De politieke moraal van zuinigheid en soberheid in deze jaren had zijn neerslag op het alledaagse gezinsleven. De overheid probeerde hier invloed op uit te oefenen. Eén van de instrumenten die daartoe gebruikt werden, was het cultuurbeleid. In de jaren vijftig had de overheid voor het eerst ook een echt cultuurbeleid. Het liefst zag men dat het volk de bioscoop en circustent zou verruilen voor de zwaar gesubsidieerde schouwburgen. Dit paternalistische beleid werd ingegeven door de wens om het volk moreel te verheffen. Na de Duitse bezetting was het met de normen en waarden van vele burgers in de ogen van de overheid dusdanig slecht gesteld, dat deze opgekrikt dienden te worden. De bioscopen zouden daar met hun donkere zalen en Amerikaanse films zeker niet toe bijdragen.

In de jaren vijftig werden verschillende wetenschappelijke onderzoeken gedaan die de relatie tussen jeugd en film tot onderwerp hadden. Uit deze onderzoeken kwam naar voren dat bijna alle scholieren wel eens naar de bioscoop, gemiddeld zo’n één keer per maand. Dit lijkt helemaal niet veel. Vijfenzeventig procent van de kinderen had echter toestemming nodig van de ouders om een film te zien, er moet dan ook wel stiekem naar de bioscoop zijn gegaan. Niet voor niets stonden sommige theaters bekend als spijbelbioscopen. Ook werd duidelijk dat gereformeerde kinderen zelf zeiden het minst vaak naar de bioscoop te gaan. Jongens gingen vaker naar de bioscoop dan meisjes en hun voorkeur ging uit naar actiefilms. Meisjes zagen het liefst showfilms. Beiden zagen graag komedies.

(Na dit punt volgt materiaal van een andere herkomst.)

PR #454, opened 2022-02-01
Document force qute on type mismatch behavior

fbricon:

### DIFF
--- a/docs/qute/TemplateSupport.md
+++ b/docs/qute/TemplateSupport.md
@@ -1,8 +1,8 @@
 # Qute Template support
 
-Qute support provides `completions`, `validation`, `hover`, `definition`, `highlight`, `linked editing` in Qute template.
+Qute support provides `completions`, `validation`, `hover`, `definition`, `highlight`, `linked editing` in Qute templates.
 
-To benefit with this support, we recommend your template files to follow the `*.qute.*` naming pattern (ex: `items.qute.html`, `items.qute.txt`, `items.qute.yaml`, etc.).
+To benefit from this support, HTML, Text, YAML and JSON files in `**/resources/templates/**` are automatically opened as Qute templates. You can disable that behavior by setting the `quarkus.tools.propertiesLanguageMismatch` property to `ignore`, or `prompt` if you prefer being asked to change the type when opening the file. 
 
 ## Parameter declaration support
 


rgrunber (approved):
LGTM.

docs/qute/TemplateSupport.md
```diff
@@ -1,105 +1,105 @@
...
-
-In this case, you don't need to declare parameter declaration to benefit from Qute completion, validation, etc. of the Java data model.
-
-CodeLens are clickable to jump to the proper Java type, method or field.
\ No newline at end of file
+# Qute Template support
+
+Qute support provides `completions`, `validation`, `hover`, `definition`, `highlight`, `linked editing` in Qute templates.
+
+To benefit from this support, HTML, Text, YAML and JSON files in `**/resources/templates/**` are automatically opened as Qute templates. You can disable that behavior by setting the `quarkus.tools.propertiesLanguageMismatch` property to `ignore`, or `prompt`, if you prefer being asked to change the type when opening the file.
```
AlexXuChen: ...to `ignore`, or `prompt` if you prefer... (no comma)

AlexXuChen (changes requested):

docs/qute/TemplateSupport.md
rgrunber: Is this a rule ? I think a reader naturally pauses after "prompt", and before "if you prefer ..."

AlexXuChen: The "or" begins an independent clause (since it's separate from the `ignore` when separated by a comma), which is also proceeded by a description. If I were to describe something, I wouldn't put a comma, (i.e. "`prompt` is the option to ask the user if they prefer being asked to change the type when opening the file").

rgrunber: Ah right. the description describes  `prompt` and not the option in general. Ok, then sure, the comma shouldn't be there :P

AlexXuChen: Sorry if this is nit-picky, just a small adjustment

fbricon: geeez ;-)

fbricon: Fixed

AlexXuChen (approved):
LGTM

PR #455, opened 2022-02-01
Added toggle button for enable/disable Qute validation

### LINKED ISSUE #448: Toggle button on Qute editor to enable/disable validation
It should be nice to provide a toggle button on the the top right of the editor to enable/disable validation. 

We need to know the validation state (eabled or disabled?) of the opened template, and it will require to implement a custom command on Qute LS side. The state of the button will be synchronized with the vaidation state.

Click on button will active/desactive the validation for the Qute template. In other words it will update:

 * qute.validation.enabled to true in the workspace folder scope
 * remove the template from qute.validation.excluded pattern.

AlexXuChen:
Added toggle button for enable/disable Qute validation.
qutevalidationtemplatebutton

Fixes #448 

### DIFF
--- a/package.json
+++ b/package.json
@@ -159,6 +159,16 @@
         "command": "quarkusTools.deployToOpenShift.short",
         "title": "Deploy to OpenShift",
         "icon": "icons/openshift.png"
+      },
+      {
+        "command": "qute.validation.enabled.toggle.off",
+        "title": "Disable Qute Validation",
+        "icon": "$(eye-watch)"
+      },
+      {
+        "command": "qute.validation.enabled.toggle.on",
+        "title": "Enable Qute Validation",
+        "icon": "$(eye-closed)"
       }
     ],
     "configuration": {
@@ -250,6 +260,14 @@
         {
           "command": "quarkusTools.deployToOpenShift",
           "when": "quarkusProjectExistsOrLightWeight"
+        },
+        {
+          "command": "qute.validation.enabled.toggle.off",
+          "when": "false"
+        },
+        {
+          "command": "qute.validation.enabled.toggle.on",
+          "when": "false"
         }
       ],
       "editor/title": [
@@ -257,6 +275,16 @@
           "command": "quarkusTools.deployToOpenShift.short",
           "when": "quarkusProjectExistsOrLightWeight && resourceExtname == .java",
           "group": "navigation@10"
+        },
+        {
+          "command": "qute.validation.enabled.toggle.off",
+          "when": "quarkusProjectExistsOrLightWeight && editorLangIdSupportsQute && editorQuteValidationEnabled",
+          "group": "navigation@9"
+        },
+        {
+          "command": "qute.validation.enabled.toggle.on",
+          "when": "quarkusProjectExistsOrLightWeight && editorLangIdSupportsQute && !editorQuteValidationEnabled",
+          "group": "navigation@9"
         }
       ],
       "editor/title/run": [
--- a/src/extension.ts
+++ b/src/extension.ts
@@ -49,10 +49,12 @@ export async function activate(context: ExtensionContext) {
   workspace.textDocuments.forEach(document => {
     updateLanguageId(document, false);
   });
-  // When a text document is opened,  update their language ID.
+  // When a text document is opened, update their language ID.
   context.subscriptions.push(
-    workspace.onDidOpenTextDocument((document) => {
-      updateLanguageId(document, true);
+    workspace.onDidOpenTextDocument(async (document) => {
+      if (!(document.uri.scheme === 'git')) {
+        await updateLanguageId(document, true);
+      }
     })
   );
 
--- a/src/qute/commands/commandConstants.ts
+++ b/src/qute/commands/commandConstants.ts
@@ -25,6 +25,20 @@ export namespace QuteClientCommandConstants {
    */
   export const COMMAND_CONFIGURATION_UPDATE = 'qute.command.configuration.update';
 
+  /**
+   * Toggle on extension for Qute validation setting.
+   */
+  export const QUTE_VALIDATION_ENABLED_TOGGLE_ON = 'qute.validation.enabled.toggle.on';
+
+  /**
+   * Toggle off extension for Qute validation setting.
+   */
+  export const QUTE_VALIDATION_ENABLED_TOGGLE_OFF = 'qute.validation.enabled.toggle.off';
+
+  /**
+  * Client command to execute an XML command on XML Language Server side.
+  */
+  export const EXECUTE_WORKSPACE_COMMAND = 'qute.workspace.executeCommand';
 }
 
 /**
@@ -36,6 +50,11 @@ export namespace QuteServerCommandConstants {
    * Qute LS Server command to generate template content on the Qute Language Server
    */
   export const GENERATE_TEMPLATE_CONTENT = 'qute.command.generate.template.content';
+
+  /**
+   * Check if a Qute template is excluded from validation.
+   */
+  export const QUTE_VALIDATION_TEMPLATE_STATUS = 'qute.command.validation.template.status';
 
 }
 
--- a/src/qute/commands/registerCommands.ts
+++ b/src/qute/commands/registerCommands.ts
@@ -1,8 +1,10 @@
 import { TextEncoder } from "util";
-import { commands, ConfigurationTarget, ExtensionContext, Position, Range, Selection, Uri, window, workspace, WorkspaceConfiguration } from "vscode";
+import { commands, ConfigurationTarget, ExtensionContext, Position, Range, Selection, TextDocument, TextEditor, Uri, window, workspace, WorkspaceConfiguration } from "vscode";
 import { ConfigurationItem, Location } from "vscode-languageclient";
 import { QuteSettings } from "../languageServer/settings";
 import { QuteClientCommandConstants, QuteJdtLsServerCommandConstants, QuteServerCommandConstants } from "./commandConstants";
+import { CancellationToken, ExecuteCommandParams, ExecuteCommandRequest } from "vscode-languageclient";
+import { LanguageClient } from "vscode-languageclient/node";
 
 /**
  * Register custom vscode command for Qute support.
@@ -14,6 +16,29 @@ export function registerVSCodeQuteCommands(context: ExtensionContext) {
   registerGenerateTemplateFileCommand(context);
   registerJavaDefinitionCommand(context);
   registerConfigurationUpdateCommand(context);
+  registerQuteValidationToggleCommand(context);
+}
+
+export function registerQuteExecuteWorkspaceCommand(context: ExtensionContext, languageClient: LanguageClient) {
+  // Register client command to execute custom Qute Language Server command
+  context.subscriptions.push(commands.registerCommand(QuteClientCommandConstants.EXECUTE_WORKSPACE_COMMAND, (command, ...rest) => {
+    let token: CancellationToken;
+    let commandArgs: any[] = rest;
+    if (rest && rest.length && CancellationToken.is(rest[rest.length - 1])) {
+      token = rest[rest.length - 1];
+      commandArgs = rest.slice(0, rest.length - 1);
+    }
+    const params: ExecuteCommandParams = {
+      command,
+      arguments: commandArgs
+    };
+    if (token) {
+      return languageClient.sendRequest(ExecuteCommandRequest.type, params, token);
+    }
+    else {
+      return languageClient.sendRequest(ExecuteCommandRequest.type, params);
+    }
+  }));
 }
 
 /**
@@ -70,6 +95,55 @@ function registerJavaDefinitionCommand(context: ExtensionContext) {
 }
 
 /**
+ * Toggle for enabling/disabling Qute validation.
+ *
+ * @param context
+ */
+function registerQuteValidationToggleCommand(context: ExtensionContext) {
+  // Toggle off - add file to exclusion
+  context.subscriptions.push(commands.registerCommand(QuteClientCommandConstants.QUTE_VALIDATION_ENABLED_TOGGLE_OFF, async (uri?: Uri) => {
+    // Add the editor document file uri to the `qute.validation.exclusion` array
+    const templateUri = uri.toString();
+    const edit = {
+      scopeUri: templateUri,
+      value: templateUri,
+      editType: ConfigurationItemEditType.Add,
+      section: QuteSettings.QUTE_VALIDATION_EXCLUDED
+    } as ConfigurationItemEdit;
+    await commands.executeCommand(QuteClientCommandConstants.COMMAND_CONFIGURATION_UPDATE, edit);
+    await commands.executeCommand('setContext', 'editorQuteValidationEnabled', false);
+  }));
+
+  // Toggle on - remove file(s) from exclusion
+  context.subscriptions.push(commands.registerCommand(QuteClientCommandConstants.QUTE_VALIDATION_ENABLED_TOGGLE_ON, async (uri?: Uri) => {
+    const templateUri = uri.toString();
+    // Consume `qute.command.validation.template.status` command from qute-ls to retrieve files excluded from validation
+    const result: TemplateValidationStatus = await commands.executeCommand(QuteServerCommandConstants.QUTE_VALIDATION_TEMPLATE_STATUS, templateUri);
+    // Enable the workspace `qute.validation.enabled` setting
+    if (!result.validationEnabled) {
+      const edit = {
+        scopeUri: templateUri,
+        value: true,
+        editType: ConfigurationItemEditType.Update,
+        section: QuteSettings.QUTE_VALIDATION_ENABLED
+      } as ConfigurationItemEdit;
+      await commands.executeCommand(QuteClientCommandConstants.COMMAND_CONFIGURATION_UPDATE, edit);
+    }
+    // Remove the editor document file uri to the `qute.validation.exclusion` array if it exists
+    if (result.excluded.length > 0) {
+      const edit = {
+        scopeUri: templateUri,
+        value: result.excluded,
+        editType: ConfigurationItemEditType.Remove,
+        section: QuteSettings.QUTE_VALIDATION_EXCLUDED
+      } as ConfigurationItemEdit;
+      await commands.executeCommand(QuteClientCommandConstants.COMMAND_CONFIGURATION_UPDATE, edit);
+    }
+    await commands.executeCommand('setContext', 'editorQuteValidationEnabled', true);
+  }));
+}
+
+/**
  * Update a given setting from the Qute language server.
  *
  * @param context the extension context.
@@ -77,7 +151,7 @@ function registerJavaDefinitionCommand(context: ExtensionContext) {
 export function registerConfigurationUpdateCommand(context: ExtensionContext) {
   context.subscriptions.push(commands.registerCommand(QuteClientCommandConstants.COMMAND_CONFIGURATION_UPDATE, async (configItemEdit: ConfigurationItemEdit) => {
     const section = configItemEdit.section;
-    const value = getSettingsValue(configItemEdit.value, configItemEdit.section);
+    const value = getSettingsValue(configItemEdit.value, configItemEdit.section, configItemEdit.editType);
     const config = getConfiguration(configItemEdit.scopeUri);
     switch (configItemEdit.editType) {
       case ConfigurationItemEditType.Add:
@@ -91,17 +165,53 @@ export function registerConfigurationUpdateCommand(context: ExtensionContext) {
         config.workspaceConfiguration.update(section, value, config.target);
         break;
       }
+      case ConfigurationItemEditType.Remove: {
+        removeFromPreferenceArray(config, section, value);
+        break;
+      }
     }
   }));
 }
 
-function getSettingsValue(value: any, section: string) {
+/**
+   * Sets the `editorQuteValidationEnabled` based on `qute.command.validation.template.status` and `qute.validation.enabled`.
+   */
+async function checkQuteValidationFromExclusionContext(uri: Uri) {
+  const templateUri = uri.toString();
+  const result: TemplateValidationStatus = await commands.executeCommand(QuteClientCommandConstants.EXECUTE_WORKSPACE_COMMAND, QuteServerCommandConstants.QUTE_VALIDATION_TEMPLATE_STATUS, templateUri);
+  await commands.executeCommand('setContext', 'editorQuteValidationEnabled', (result.validationEnabled && (!result.excluded || result.excluded.length === 0)));
+}
+
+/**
PR #456, opened 2022-02-02
POC button

angelozerr:
POC button (please don't merge it)

### DIFF
--- a/src/qute/commands/registerCommands.ts
+++ b/src/qute/commands/registerCommands.ts
@@ -14,6 +14,22 @@ export function registerVSCodeQuteCommands(context: ExtensionContext) {
   registerGenerateTemplateFileCommand(context);
   registerJavaDefinitionCommand(context);
   registerConfigurationUpdateCommand(context);
+  registerVal(context);
+}
+
+function registerVal(context: ExtensionContext) {
+  context.subscriptions.push(commands.registerCommand('qute.validation.enabled.toggle', async (uri?: Uri) => {
+    const templateUri =   uri.toString();
+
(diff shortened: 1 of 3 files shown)


src/qute/commands/registerCommands.ts
```diff
@@ -14,6 +14,22 @@ export function registerVSCodeQuteCommands(context: ExtensionContext) {
...
   registerJavaDefinitionCommand(context);
   registerConfigurationUpdateCommand(context);
+  registerVal(context);
+}
+
+function registerVal(context: ExtensionContext) {
+  context.subscriptions.push(commands.registerCommand('qute.validation.enabled.toggle', async (uri?: Uri) => {
+    const templateUri =   uri.toString();
+
+    const result = await commands.executeCommand('qute.command.validation.template.status', templateUri);
```
AlexXuChen, line 24: It seems this command doesn't exist. Is this meant to check if  the templateUri exists in the qute.validation.excluded array?

angelozerr: This command exists when qute ls is started. This command gives you information about why the qute template validation is enabled or not.

A qute template validation is enabled if qute.validation.enabled is true and the templateuri doesnt matches one or several patterns from qute.validation.excluded.

A qute template validation is disabled if qute.validation.enabled is set to false or templateuri matches one or several patterns from qute.validation.excluded.

In other words according to the command result you can know if the qute template must be validated or not AND which settings you must update to enable or disable the validation.

angelozerr:
Close for https://github.com/redhat-developer/vscode-quarkus/pull/455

Hoewel scholieren regelmatig naar de bioscoop gingen, was het wel duidelijk dat zij niet de grootste publieksgroep in de bioscopen vormden. De werkende arbeidersjeugd was dat in veel sterkere mate. Zij vormde de groep die de bezorgde overheid ‘verwilderde massajeugd’ noemde. Deze vaak on- of laaggeschoolde jongeren vulden hun vrije tijd in de ogen van velen met niets doen dan rondhangen op straat.